Yesterday I spent an incredible day in Yosemite, guiding a group of photographers from the Sacramento area. When I schedule these trips, I do my best to time them for nice conditions, but of course there’s no guarantee things will work out. Yesterday they worked out. Big time. Not only did we catch Yosemite Valley at its fall color peak (it’s late this year), we found everything blanketed with fresh snow that continued to fall lightly, and intermittently, throughout the day. I have lots of images I can’t wait to get to, but until then I offer this one from a few years ago, chosen because it’s quite similar to the scene with which we wrapped up the day yesterday.
Much like last night, the view on this spring evening was a classic Yosemite clearing storm. I arrived at Tunnel View to find El Capitan and Half Dome, partially obscured by swirling clouds, teasing the audience like exotic fan dancers; a carpet of plush fog twisted along the valley floor. With sunlit clouds and granite above a shaded valley, the light was tricky, but as the sun dropped, so did the contrast and photography became simpler. Eventually the direct sunlight left Half Dome entirely, but patches spotlighted El Capitan right up until sunset. While the clouds never achieved brilliant sunset pinks and reds, they radiated an ethereal gold that intensified over several minutes before fading.
When the sunlight left entirely, as if on cue, the fog hugging the valley floor expanded, slowly obscuring the scene like a curtain signaling the show’s end. With the view gone, the crowd packed up and headed to wherever they needed to be; suddenly I was alone. But I’ve photographed Yosemite enough to know that it’s a mistake to try to predict the conditions in five minutes based on the conditions now, so I stayed, hoping for an encore. As quickly as it had closed, the foggy curtain pulled back, unveiling Yosemite Valley once more, this time illuminated by the magnificent pink and blue pastels of a twilight wedge. By now the sky was quite dark, but all the faint, shadowless light that remained needed was a bit of extra exposure to reveal more of the most beautiful view on Earth. (This is a 1.6 second exposure at f7.1 and ISO 200, with my usually present polarizer removed.)

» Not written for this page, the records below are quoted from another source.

PR #178, opened 2021-02-22
Fix custom job and no active job logic and logs

pvyawaha:
*Issue #, if available:*

*Description of changes:* This change - 
* Fixes the logic and error codes to handle custom job
* Identifies no active job and removes unnecessary file close
* Removes redundant handling of no active job/parse error
* Cleanup log in cases of custom job parsing failure and no active jobs


divekarshubham (approved):

divekarshubham (dismissed):

divekarshubham (approved):

source/ota.c
```diff
@@ -1941,65 +1930,59 @@ static OtaJobParseErr_t handleCustomJob( const char * pJson,
...
+                                           &jobDoc.jobIdLength,
+                                           NULL ) ) )
+    {
+        /* We have an unknown job parser error. Check to see if we can pass control
+         * to a callback for parsing */
+        otaAgent.OtaAppCallback( OtaJobEventParseCustomJob, &jobDoc );
+
+        if( jobDoc.parseErr == OtaJobParseErrNone )
+        {
+            ( void ) memcpy( otaAgent.pActiveJobName, jobDoc.pJobId, jobDoc.jobIdLength );
```
gkwicker, line 1955: 2 questions:

1. Are we sure that `otaAgent.pActiveJobName` has at least `jobDoc.jobIdLength` bytes of space?  It looks like `otaAgent.pActiveJobName` is `OTA_JOB_ID_MAX_SIZE` bytes based on line 1971.
1. Why are we overwriting the job name with the job ID here?

Some comments explaining this could be helpful.

source/ota.c
```diff
@@ -2231,22 +2214,28 @@ static void handleJobParsingError( const OtaFileContext_t * pFileContext,
                         "OtaJobParseErr_t=%s, Job name=%s",
                         OTA_JobParse_strerror( err ), ( const char * ) pFileContext->pJobName ) );
 
-            /* Assume control of the job name from the context. */
-            ( void ) memcpy( otaAgent.pActiveJobName, pFileContext->pJobName, OTA_JOB_ID_MAX_SIZE );
+            if( strlen( ( const char * ) otaAgent.pActiveJobName ) > 0u )
```
gkwicker, line 2217: A new test was added here, but I don't see any unit test code added for this.  Can we add unit test coverage for this?

source/ota.c
```diff
@@ -1941,65 +1930,59 @@ static OtaJobParseErr_t handleCustomJob( const char * pJson,
...
+                                           strlen( OTA_JSON_JOB_ID_KEY ),
+                                           ( const char ** ) &jobDoc.pJobId,
+                                           &jobDoc.jobIdLength,
+                                           NULL ) ) )
+    {
+        /* We have an unknown job parser error. Check to see if we can pass control
+         * to a callback for parsing */
+        otaAgent.OtaAppCallback( OtaJobEventParseCustomJob, &jobDoc );
+
+        if( jobDoc.parseErr == OtaJobParseErrNone )
```
gkwicker, line 1953: It looks like we're introducing 2 new tests (lines 1953 & 1962), but I don't see unit test cases added for these in this PR.  Can we add them?

gkwicker (changes requested):
See comments

source/ota.c
aggarw13: Regarding 2., it is just copying the job ID (that is parsed from the incoming PUBLISH payload buffer) to the `otaAgent` object so that a status update can be sent for the Job to the service through the `otaControlInterface.updateJobStatus` function.

test/unit-test/ota_utest.c
```diff
@@ -1430,6 +1460,28 @@ void test_OTA_ProcessJobDocumentNumOverflow()
...
+    pOtaJobDoc = JOB_DOC_MISSING_JOB_DOC;
+
+    otaGoToState( OtaAgentStateCreatingFile );
+    TEST_ASSERT_EQUAL( OtaAgentStateWaitingForJob, OTA_GetState() );
+
+    pOtaJobDoc = JOB_DOC_MISSING_JOB_ID;
+    otaGoToState( OtaAgentStateCreatingFile );
+    TEST_ASSERT_EQUAL( OtaAgentStateWaitingForJob, OTA_GetState() );
+}
+
```
yanjos-dev, line 1484: This test is kind of confusing to me. It's called `test_OTA_ProcessCustomJobMissingKeys` but it's using the job documents `JOB_DOC_MISSING_JOB_DOC` and `JOB_DOC_MISSING_JOB_ID`. Based on the name, I would have expected this to use the `JOB_DOC_MISSING_KEY` document.

test/unit-test/ota_utest.c
```diff
@@ -66,6 +66,9 @@
...
 #define JOB_DOC_SERVERFILE_ID             "{\"clientToken\":\"0:testclient\",\"timestamp\":1602795143,\"execution\":{\"jobId\":\"AFR_OTA-testjob20\",\"status\":\"IN_PROGRESS\",\"statusDetails\":{\"self_test\":\"ready\",\"updatedBy\":\"0x1000000\"},\"queuedAt\":1602795128,\"lastUpdatedAt\":1602795128,\"versionNumber\":1,\"executionNumber\":1,\"jobDocument\":{\"afr_ota\":{\"protocols\":[\"MQTT\"],\"streamname\":\"AFR_OTA-XYZ\",\"files\":[{\"filepath\":\"/test/demo\",\"filesize\":" OTA_TEST_FILE_SIZE_STR ",\"fileid\":1,\"certfile\":\"test.crt\",\"sig-sha256-ecdsa\":\"MEQCIF2QDvww1G/kpRGZ8FYvQrok1bSZvXjXefRk7sqNcyPTAiB4dvGt8fozIY5NC0vUDJ2MY42ZERYEcrbwA4n6q7vrBg==\"}] }}}}"
+#define JOB_DOC_MISSING_JOB_DOC           "{\"clientToken\":\"0:testclient\",\"timestamp\":1602795143,\"execution\":{\"jobId\":\"AFR_OTA-testjob20\",\"status\":\"QUEUED\",\"queuedAt\":1602795128,\"lastUpdatedAt\":1602795128,\"versionNumber\":1,\"executionNumber\":1}}"
```
yanjos-dev, line 69: Can you elaborate on what this job document represents? It's confusing to me that it's a job document that's missing a job document.

divekarshubham: Each json document for an update has a key called 'jobDocument' which contains actual information about the update parameters. In this scenario this key is missing.

test/unit-test/ota_utest.c
```diff
@@ -2229,6 +2281,33 @@ void test_OTA_RefreshWithSameJobDoc()
...
+
+    otaGoToState( OtaAgentStateWaitingForFileBlock );
+    TEST_ASSERT_EQUAL( OtaAgentStateWaitingForFileBlock, OTA_GetState() );
+
+    /* Set the event send interface to a mock function that allows events to be sent continuously.
+     * We need this to go through the process of refreshing job doc. */
+    otaInterfaces.os.event.send = mockOSEventSend;
+
+    /* First send request job doc event while we're in progress, this should make OTA agent to
+     * to request job doc again and transit to waiting for job state. */
```
yanjos-dev, line 2298: I recommend updating this comment to something like this:
"Send the request job document event while the OTA Agent is already in the process of downloading a file. The OTA Agent should cancel the current job and begin waiting for the next job document."

test/unit-test/ota_utest.c
divekarshubham: For a custom job, we have a check for only 2 keys: `jobid` and `jobdocument`. Other job  parsing tests are prefixed with 'ProcessJobDocument' to show the distinction.

test/unit-test/ota_utest.c
yanjos-dev: I see, that makes sense.

source/ota.c
pvyawaha: Added check in fd787aa3109f0ec2a55a00771bb56738580a24a3

gkwicker (changes requested):
Let's add a unit test for the new length check if we can.

yanjos-dev (approved):

pvyawaha:
> Let's add a unit test for the new length check if we can.

Added unit tests in the commit https://github.com/aws/ota-for-aws-iot-embedded-sdk/pull/178/commits/1443c4d5e7978945ae5f08d8fc08a77997444c93

gkwicker (approved):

Even though this image adds to the seemingly infinite number of Yosemite Tunnel View pictures in my own portfolio and others, it remains one of my personal favorites. It’s one of the images I think about every time I consider leaving a scene, and it’s what I showed the group last night when some suggested leaving. So we stayed and were among the very few rewarded with memories of Yosemite Valley’s sweet encore for the drive home.